== Records supplied ==
PR #5610, opened 2024-10-18
feat: add metadata content in lender profile for badge share

christian14b:
Share metadata for badge share

### DIFF
--- a/test/unit/specs/composables/useBadgeContentfulData.spec.js
+++ b/test/unit/specs/composables/useBadgeContentfulData.spec.js
@@ -1,0 +1,69 @@
+import logReadQueryError from '#src/util/logReadQueryError';
+import useBadgeContentfulData from '#src/composables/useBadgeContentfulData';
+import { defaultBadges } from '#src/util/achievementUtils';
+
+jest.mock('#src/util/logReadQueryError');
+
+describe('useBadgeContentfulData', () => {
+	let apollo;
+	let route;
+
+	beforeEach(() => {
+		route = {
+			query: {
+				utm_campaign: `social_share_badge_${defaultBadges[0]}`
+			}
+		};
+	});
+
+	test('loads badge info correctly', async () => {
+		apollo = {
+			readQuery: jest.fn().mockReturnValue({
+				contentful: {
+					entries: {
+						items: [
+							{
+								fields: {
+									badgeImage: {
+										fields: {
+											file: {
+												url: 'http://example.com/badge.png'
+											}
+										}
+									},
+									challengeName: 'Test Challenge'
+								}
+							}
+						]
+					}
+				}
+			}),
+		};
+
+		const { loadBadgeInfo, isBadgeKeyValid } = useBadgeContentfulData(apollo, route);
+
+		const result = await loadBadgeInfo();
+
+		expect(result.badgeImage).toBe('http://example.com/badge.png');
+		expect(result.badgeCategory).toBe('Test Challenge');
+		expect(isBadgeKeyValid).toBe(true);
+		expect(apollo.readQuery).toBeCalledTimes(1);
+	});
+
+	test('handles error in loading badge info', async () => {
+		apollo = {
+			readQuery: jest.fn().mockImplementation(() => {
+				throw new Error('Query error');
+			}),
+		};
+
+		const { loadBadgeInfo } = useBadgeContentfulData(apollo, route);
+
+		const result = await loadBadgeInfo();
+
+		expect(result.badgeImage).toBeNull();
+		expect(result.badgeCategory).toBe('');
+		expect(logReadQueryError).toHaveBeenCalled();
+		expect(apollo.readQuery).toBeCalledTimes(1);
+	});
+});


src/pages/LenderProfile/LenderProfile.vue
```diff
@@ -95,18 +103,25 @@ export default {
...
 			const publicId = currentRoute.params?.publicId ?? '';
 
-			return client.query({
-				query: lenderPublicProfileQuery,
-				variables: { publicId }
-			});
-		},
+			const utmCampaign = currentRoute?.query?.utm_campaign ?? '';
+			const loadBadgeInfo = utmCampaign.includes('badge_') && utmCampaign.includes('social_share');
+			const badgeKey = utmCampaign.split('badge_')[1];
```
dyersituations, line 118: Should we be checking if `badgeKey` is defined and acting different below if it's not defined?

src/pages/LenderProfile/LenderProfile.vue
```diff
@@ -119,23 +134,47 @@ export default {
...
-			return this.lenderInfo?.seoImage?.url ?? '';
+			return this.enableBadgeContent ? this.badgeImage : this.lenderInfo?.seoImage?.url ?? '';
 		},
 		completedAchievements() {
 			return this.allAchievements.filter(achievement => achievement.status === 'COMPLETE');
 		},
 	},
+	methods: {
+		loadBadgeInfo(badgeKey) {
+			const data = this.apollo.readQuery({
```
dyersituations, line 165: We'll want a try catch around this, with `logReadQueryError` in the `catch`

src/pages/LenderProfile/LenderProfile.vue
```diff
@@ -151,6 +190,12 @@ export default {
 		this.lenderInfo = cachedLenderInfo?.community?.lender ?? {};
 		this.allAchievements = cachedLenderInfo?.userAchievementProgress?.achievementProgress ?? [];
 		this.lenderIsPublic = !!this.lenderInfo?.id;
+
+		const utmCampaign = this.$route?.query?.utm_campaign ?? '';
+		if (utmCampaign.includes('badge_') && utmCampaign.includes('social_share')) {
+			const badgeKey = utmCampaign.split('badge_')[1];
+			this.loadBadgeInfo(badgeKey);
```
dyersituations, line 197: Do we need `await` this query so that the data is guaranteed to be there on server render? I see that we're pulling data from this query to add to the page title and whatnot.

dyersituations:
@christian14b @emuvente I see in the ticket that this is also needed on the home page, but with the home page being cached, I don't see a great way to update the page title and whatnot on server render. Maybe we can chat with product about using a different, non-cached page?

emuvente:
> I see in the ticket that this is also needed on the home page, but with the home page being cached, I don't see a great way to update the page title and whatnot on server render. Maybe we can chat with product about using a different, non-cached page?

@dyersituations Fastly treats URLs with different query parameters as separate cache objects unless we explicitly tell it not to https://docs.fastly.com/en/guides/making-query-strings-agnostic. So each different utm_campaign value will have a separate cached page.

dyersituations:
> > I see in the ticket that this is also needed on the home page, but with the home page being cached, I don't see a great way to update the page title and whatnot on server render. Maybe we can chat with product about using a different, non-cached page?
> 
> @dyersituations Fastly treats URLs with different query parameters as separate cache objects unless we explicitly tell it not to https://docs.fastly.com/en/guides/making-query-strings-agnostic. So each different utm_campaign value will have a separate cached page.

Ah yup, that's right, I forgot about the query params existing, thanks!

src/pages/LenderProfile/LenderProfile.vue
dyersituations: Looks like try catch still needed here.

src/pages/LenderProfile/LenderProfile.vue
```diff
@@ -151,6 +192,14 @@ export default {
 		this.lenderInfo = cachedLenderInfo?.community?.lender ?? {};
 		this.allAchievements = cachedLenderInfo?.userAchievementProgress?.achievementProgress ?? [];
 		this.lenderIsPublic = !!this.lenderInfo?.id;
+
+		const utmCampaign = this.$route?.query?.utm_campaign ?? '';
+		const isUtmValid = utmCampaign.includes('badge_') && utmCampaign.includes('social_share');
+		const badgeKey = utmCampaign.split('badge_')[1];
+		const isBadgeKeyValid = defaultBadges.includes(badgeKey);
```
dyersituations, line 199: There's some duplicated logic here to check the badge, can it be extracted to a method and be used in both places? Similarly, will this logic be needed in the home page as well? If so, most of the new code here can be extracted to a new composable (yay Vue3!) and used here and in the home page.

src/pages/LenderProfile/LenderProfile.vue
```diff
@@ -24,6 +24,7 @@ import lenderPublicProfileQuery from '#src/graphql/query/lenderPublicProfile.gra
 import LenderProfileWrapper from '#src/components/LenderProfile/LenderProfileWrapper';
 import NotFoundWrapper from '#src/components/NotFound/NotFoundWrapper';
 import KvPageContainer from '@kiva/kv-components/vue/KvPageContainer';
+import useBadgeContentfulData from '#src/composables/useBadgeContentfulData';
```
dyersituations, line 27: Looks like the composable file wasn't added.

src/composables/useBadgeContentfulData.js
```diff
@@ -0,0 +1,47 @@
...
+import { gql } from 'graphql-tag';
+import logReadQueryError from '#src/util/logReadQueryError';
+
+export const badgeQuery = gql`query contentfulBadgeImage ($badgeKey: String!) {
+	contentful {
+		entries(contentKey: $badgeKey, contentType: "challenge")
+	}
+}`;
+
+export default function useBadgeContentfulData(client, route) {
```
dyersituations, line 11: Ideally this composable gets unit testing, but it can be a follow-up task. Please log a ticket if it isn't done now. A great benefit of composables is that it is a great pattern for allowing testing in the FE, much like utils.

dyersituations (approved):

dyersituations (approved):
===
■ Problem requirements ■
Which lines above include the word "from"? Pick them out and copy them.

■ Problem solution ■
+import logReadQueryError from '#src/util/logReadQueryError';
+import useBadgeContentfulData from '#src/composables/useBadgeContentfulData';
+import { defaultBadges } from '#src/util/achievementUtils';
dyersituations, line 197: Do we need `await` this query so that the data is guaranteed to be there on server render? I see that we're pulling data from this query to add to the page title and whatnot.
@@ -24,6 +24,7 @@ import lenderPublicProfileQuery from '#src/graphql/query/lenderPublicProfile.gra
 import LenderProfileWrapper from '#src/components/LenderProfile/LenderProfileWrapper';
 import NotFoundWrapper from '#src/components/NotFound/NotFoundWrapper';
 import KvPageContainer from '@kiva/kv-components/vue/KvPageContainer';
+import useBadgeContentfulData from '#src/composables/useBadgeContentfulData';
+import { gql } from 'graphql-tag';
+import logReadQueryError from '#src/util/logReadQueryError';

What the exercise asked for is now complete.